LiveJournal recently released a streaming Atom format of their latest entries. This format allows you to connect to LiveJournal's servers and directly receive the content via a persistent connection as it flows in. This allows you to perform all kinds of nifty tricks with the data. Given the huge number of postings that LiveJournal receives -- multiples every second, sometimes up to 300 per minute -- this streaming format provides a boon for statisticians. For some people, however, it's just fun to watch the text flow by.
Using Perl modules specifically designed for parsing both Atom and the stream of data that LiveJournal provides, this hack will demonstrate how to work with Atom entries and obtain their content, using the streaming data as an example, resulting in a command line script which can deliver titles, links, and if desired, content for the entries passing through the server.

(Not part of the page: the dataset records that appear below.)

PR #442, opened 2016-03-11
Fix provisioning error with Windshaft

ddohler:
Fixes an error that @sharph and I encountered while setting up the Saudi / Training instances.


KlaasH:
+1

This hack uses a number of rather esoteric Perl modules. The prerequisites are:
XML::Atom XML::Atom::Stream
However, these require a significant number of dependancies, and the latest version of XML::Atom at the time of this writing (0.13) is required for XML::Atom::Stream. These modules can be installed via CPAN: for more information on how to install Perl modules, consult the CPAN documentation.
First, we'll demonstrate how to simply connect to the stream, and dump the data out using Perl's Data::Dumper. The stream runs on port 8081 under the domain updates.sixapart.com
. To see the data as it's coming down the pipe, you can connect using using telnet:
$ telnet updates.sixapart.com 8081 Trying 66.150.15.140... Connected to danga.com. Escape character is '^]'. GET /atom-stream.xml HTTP/1.0
Followed by a final return, this will start the stream of entries into a terminal. You can see that it is a series of atom Feed elements, each containing a single entry. Additionally, every second, a <time> element is sent with the current epoch time. However, the specifics of this format aren't important to us, because we will be using XML::Atom::Stream to connect, which will take care of this for us.
Using XML::Atom::Stream, we define a URL from which we're going to fetch the Atom stream, and initialize a callback function to be called whenever a new entry is received. This callback will receive an instance of XML::Atom::Feed as the source, which will allow the callback to work from that Feed and fetch entries or other aspects of the Feed presented by LiveJournal.
The code below is the basic starting point, provided as an example by XML::Atom::Stream.
use XML::Atom::Stream; my $url = "http://updates.sixapart.com:8081/atom-stream.xml"; my $client = XML::Atom::Stream->new( callback => \&callback, ); $client->connect($url); sub callback { my @atom = @_; }
This is the initial connection work -- from this point on, all work can take place in the callback
subroutine, working from the Feed provided by the Stream.
The @atom variable we created in the callback is an XML::Atom::Feed instance. These instances are generally generated from full feeds, rather than a single entry, so the method for retreiving the entry out of the feed is to loop over the $atom->entries. Each entry has title, content, and link properties we'll use:
foreach my $entry ($atom->entries) { my $title = $entry->title; my $content = $entry->content; my $link = $entry->link;
From here, we want to obtain, and print, the content of each of these elements. However, many entries on LiveJournal don't have titles, so we'll want to do a bit of logic to ensure that we're displaying some kind of title:
if (!$title) { $title = substr($content->body, 0, 50); $title =~ s/[\r\n]+/ /g; } print $title."\n";
Here, we can see that we are printing the first 50 characters of the body if there is no title - otherwise we print out the title of the post, as assigned by the user.
The last step is to print the link, so we know where it's coming from:
print $link->href."\n\n"; }
Now we have a script that will connect, and print out the titles and links that flow by our client listening to LiveJournal's entries.
One fun aspect of LiveJournal is the huge amount of content that will come down the pipe. With the huge number of words coming at you, you can evaluate content for the word used the most, for example. To access the content, you can use $content->body, as demonstrated in the case with no title above. There may also be a number of other similar tricks with displaying content as it comes in.